Durante un tiempo me harté
de Rafa Berrio. No de su persona, que me es muy querida, ni de su música, que
es incontestable. Me harté de escribir sobre él. La gente sobre la que sólo se
puede hablar bien es aburrida para la pluma. Cuando has manchado tu boca cinco
veces con la expresión “obra maestra” algo pierde fuelle dentro de ti, quizá
porque –bien lo sabes- el otro, aquel, tenía razón y es “forzoso considerar que la discordia
es cosa ordinaria, que discordia es justicia, que todo nace de la discordia y la necesidad". O sea: que a la
perfección le falta acción. En estos tratos, pues, a veces Berrio resultaba una
planicie de genio tan apabullante que la discordia desaparecía. Era error mío,
claro. Era pérdida de perspectiva, porque llevaba tiempo sin catarlo en vivo,
creo, y donde Berrio es al final definitivo es allí.
Se me opondrá que sus
recientes discos, esos con los que se ha embelesado la crítica, incluido un
servidor, son la rehostia –por no usar términos literarios-. Yo estaré de acuerdo.
Sin embargo, no están completos sin la experiencia de un directo que como me
comentó el otro día a media voz, a mitad de segundo pase, un amigo: “es casi
terapia”. Quítale el casi. Todo arte es terapia para el artista. En los casos
excelentes lo es también para su público. Pero lo cierto, insisto, es que la
obra de Berrio se entiende mejor después del cara a cara. Dice él de su nuevo trabajo, por ejemplo: “Considero este disco como una ópera bufa, una comedia, pero
una comedia solemne, o al contrario, una cosa solemne, pero al borde de la
carcajada”. Quien no lo haya visto sobre las tablas tendrá más difícil la
comprensión de esa verdad. Y ahí ¡aleluya! Hay un resquicio por el que se puede
criticar al autor de los dos mejores LPs españoles de los últimos tiempos (“1971”
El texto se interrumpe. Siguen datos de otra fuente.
PR #214, opened 2021-05-17
Switch ads provider, and switch the analytics system to Ariadne

Redblueflame:


Redblueflame:
Please don't merge without knowing what you do. There is some work needed on the deployment side, as a new variable was set.

package.json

y “Diarios”, dos siameses malignos unidos por sabe Dios donde), y así poder regresar a la discordia, amada
discordia.
“Diarios” –quizá más que su
antecesor, que tenía esa chanza genial y helada de “Mís amigos”- resuena tan
ambicioso y tan solemne, ciertamente, que ese carácter de ópera bufa invertida
queda difuminado para quien no conozca a su autor. Hace falta la distancia
corta del Berrio Clown, el Berrio sardónico y suelto, algo porteño por
alusiones, algo gamberro, algo navajero, algo turbio, muy punk –el del segundo
pase del otro día, ya trasegado bastante oporto- para dar la talla real de ese
trabajo, su alzada al tiempo majestuosa y alirrota. La mueca tras el vaso, la
desolación que se confunde con una carcajada. La vida, en suma.
Y entonces se puede entender
su enorme estilo y su mineral esencia. Y todo vuelve a ser perfecto.
Y yo me vuelvo a aburrir –con
mi vida, me refiero-, hasta la próxima vez.